I am shopping for a more heavy duty, more powerful steamer to add to the roster.
Aflyer


----------



## East Broad Top (Dec 29, 2007)

I would make sure to keep ample grease on the gears to prevent unnecessary wear. If you have occasion to remove the motor, I'd be tempted to take a diamond file to the edges of the teeth on the worm on the motor so they're not as sharp. This will lessen their tendency to want to cut the drive gear. For lubrication, I use a product called "Super Lube." It's a synthetic grease that was recommended to me by Barry Olsen, who was a guru on locomotive drives and made some of the most bulletproof drives you will find in this hobby. (Sadly, he passed away a few years ago.) 

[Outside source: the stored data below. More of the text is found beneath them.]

PR #7873, opened 2025-02-15
Fix arguments of dispatched functions cannot be actually moved

glassez:
It seems that move-only arguments were never used, so the problem went unnoticed. I discovered it when I was experimenting with `boost::promise`.

### DIFF
--- a/src/session_handle.cpp
+++ b/src/session_handle.cpp
@@ -3,6 +3,7 @@
 Copyright (c) 2014-2018, Steven Siloti
 Copyright (c) 2015-2018, Alden Torres
 Copyright (c) 2015-2022, Arvid Norberg
+Copyright (c) 2025, Vladimir Golovnev (glassez)
 All rights reserved.
 
 Redistribution and use in source and binary forms, with or without
@@ -92,12 +93,12 @@ namespace libtorrent {
 	{
 		std::shared_ptr<session_impl> s = m_impl.lock();
 		if (!s) aux::throw_ex<system_error>(errors::invalid_session_handle);
-		dispatch(s->get_context(), [=]() mutable
+		dispatch(s->get_context(), std::bind([s, f](auto&&... args) mutable
 		{
 #ifndef BOOST_NO_EXCEPTIONS
 			try {
 #endif
-				(s.get()->*f)(std::forward<Args>(a)...);
+				(s.get()->*f)(std::forward<Args>(args)...);
 #ifndef BOOST_NO_EXCEPTIONS
 			} catch (system_error const& e) {
 				s->alerts().emplace_alert<session_error_alert>(e.code(), e.what());
@@ -107,7 +108,7 @@ namespace libtorrent {
 				s->alerts().emplace_alert<session_error_alert>(error_code(), "unknown error");
 			}
 #endif
-		});
+		}, std::forward<Args>(a)...));
 	}
 
 	template<typename Fun, typename... Args>
@@ -122,12 +123,12 @@ namespace libtorrent {
 		bool done = false;
 
 		std::exception_ptr ex;
-		dispatch(s->get_context(), [=, &done, &ex]() mutable
+		dispatch(s->get_context(), std::bind([s, f, &done, &ex](auto&&... args) mutable
 		{
 #ifndef BOOST_NO_EXCEPTIONS
 			try {
 #endif
-				(s.get()->*f)(std::forward<Args>(a)...);
+				(s.get()->*f)(std::forward<Args>(args)...);
 #ifndef BOOST_NO_EXCEPTIONS
 			} catch (...) {
 				ex = std::current_exception();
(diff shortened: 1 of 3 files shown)


glassez:
Oh, damn it! `libtorrent` still supports C++17...

src/session_handle.cpp
```diff
@@ -426,8 +426,7 @@ namespace {
 		handle_backwards_compatible_resume_data(params);
 #endif
 		error_code ec;
-		auto ecr = std::ref(ec);
-		torrent_handle r = sync_call_ret<torrent_handle>(&session_impl::add_torrent, std::move(params), ecr);
+		torrent_handle r = sync_call_ret<torrent_handle>(&session_impl::add_torrent, std::move(params), std::ref(ec));
```
glassez, line 429:
```suggestion
		auto ecr = std::ref(ec);
		torrent_handle r = sync_call_ret<torrent_handle>(&session_impl::add_torrent, std::move(params), ecr);
```

src/torrent_handle.cpp
```diff
@@ -796,8 +795,7 @@ namespace libtorrent {
 	entry torrent_handle::write_resume_data() const
 	{
 		add_torrent_params params;
-		auto retr = std::ref(params);
-		sync_call(&torrent::write_resume_data, resume_data_flags_t{}, retr);
+		sync_call(&torrent::write_resume_data, resume_data_flags_t{}, std::ref(params));
```
glassez, line 798:
```suggestion
		auto retr = std::ref(params);
				sync_call(&torrent::write_resume_data, resume_data_flags_t{}, retr);
```

src/session_handle.cpp
```diff
@@ -92,12 +93,12 @@ namespace libtorrent {
 	{
 		std::shared_ptr<session_impl> s = m_impl.lock();
 		if (!s) aux::throw_ex<system_error>(errors::invalid_session_handle);
-		dispatch(s->get_context(), [=]() mutable
+		dispatch(s->get_context(), std::bind([=](auto&&... args) mutable
```
glassez, line 96: Note that trick with std::bind isn't required since c++20. It can be rewritten as the following:
```c++
dispatch(s->get_context(), [=, ...args = std::forward<Args>(a)]() mutable
{
    // do something
});
```

test/test_storage.cpp
```diff
@@ -928,11 +928,12 @@ void test_fastresume(bool const test_deprecated)
 		p.storage_mode = storage_mode_sparse;
 		error_code ignore;
 		torrent_handle h = ses.add_torrent(std::move(p), ignore);
-		TEST_CHECK(exists(combine_path(p.save_path, "temporary")));
```
glassez, line 931: It is noteworthy that this "use-after-move" bug also went unnoticed, as `p` was not actually moved.

src/session_handle.cpp
```diff
@@ -92,12 +93,12 @@ namespace libtorrent {
 	{
 		std::shared_ptr<session_impl> s = m_impl.lock();
 		if (!s) aux::throw_ex<system_error>(errors::invalid_session_handle);
-		dispatch(s->get_context(), [=]() mutable
+		dispatch(s->get_context(), std::bind([s, f](auto&&... args) mutable
```
Chocobo1, line 96: It would be beneficial to move function `f` into the lambda too if possible.

Chocobo1, line 96: Why not:
```suggestion
		dispatch(s->get_context(), std::bind([s, f](Args&&... args) mutable
```

glassez: > It would be beneficial to move function `f` into the lambda too if possible.

Generally, yes. But in this case, it is intended only for pointer to member function, so moving it will not add any advantages.

glassez: > Why not:

It is incorrect.

Chocobo1: I see. So it is a pointer rather than a function object...

arvidn, line 96: this is to emulate `[s, f, args = std::move(a)]`, or do you always need `std::bind()` since `a` is a parameter pack?

glassez: This is to emulate `[s, f, ...args = std::forward<Args>(a)]` since explicit capturing of parameters pack is available only since c++20.

glassez: @arvidn 
So what are you going to do about this PR?

arvidn: sorry for the delay. I'll take a deeper look today.

glassez:
> It might also be nice to accomodate the shadowing warnings by using a different name. It looks like some of the warnings are just bugs in the CodeQL C++ parser though

I can't find one that isn't "just bug in the CodeQL C++ parser", can you?

arvidn:
> I can't find one that isn't "just bug in the CodeQL C++ parser", can you?

I cannot.

arvidn (approved):

arvidn:
cirrus is building the branch directly (`cc0b207e9243f42263023e3072e9f77c1aaca01a`), rather than the branch merged with `RC_2_0` (like github does). It's a bit disappointing, but I suppose it'll be green once it lands

glassez:
@arvidn 
What is c++ requirements for master branch? Does it still support c++17 or below?

glassez:
> @arvidn What is c++ requirements for master branch? Does it still support c++17 or below?

Well, according to `CMakeLists.txt`, libtorrent master still supports c++17, so I ported this fix as it is (i.e. using `std::bind` as a workaround).
#7903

Good luck, and enjoy the C-16.

Later,

K


----------



## Aflyer (Jun 17, 2020)

East Broad Top said:


> I would make sure to keep ample grease on the gears to prevent unnecessary wear. If you have occasion to remove the motor, I'd be tempted to take a diamond file to the edges of the teeth on the worm on the motor so they're not as sharp. This will lessen their tendency to want to cut the drive gear. For lubrication, I use a product called "Super Lube." It's a synthetic grease that was recommended to me by Barry Olsen, who was a guru on locomotive drives and made some of the most bulletproof drives you will find in this hobby. (Sadly, he passed away a few years ago.)
> 
> Good luck, and enjoy the C-16.
> 
> ...


K,
I was just re-reading your post and wondering if anyone has just changed out the plastic gear on the drive axle?
Just curious about a part or two I might be able to add to the toolbox for future needs.
Thank you,
George


----------



## Mike Toney (Feb 25, 2009)

At one time, Northwest Short Line offered a replacement axle gear for the Delton C16 2-8-0. But they havent in years as most folks upgraded to the newer drives when they were available. But with the advent of 3d printing and such, I bet someone, even NWSL or Boston Gear might have a replacement if you can measure it correctly. If it runs well, keep the loads light and run her till she drops.


----------



## Pete Thornton (Jan 2, 2008)

> wondering if anyone has just changed out the plastic gear on the drive axle?


Jerry Yeramian (he's often posting on Facebook) makes Delrin replacement gears for common locos. I don't know if he ever did a Delton C-16, but if you send him dimensions and teeth he can take a look at his inventory.


----------



## Aflyer (Jun 17, 2020)

Pete,
Thank you,
George


----------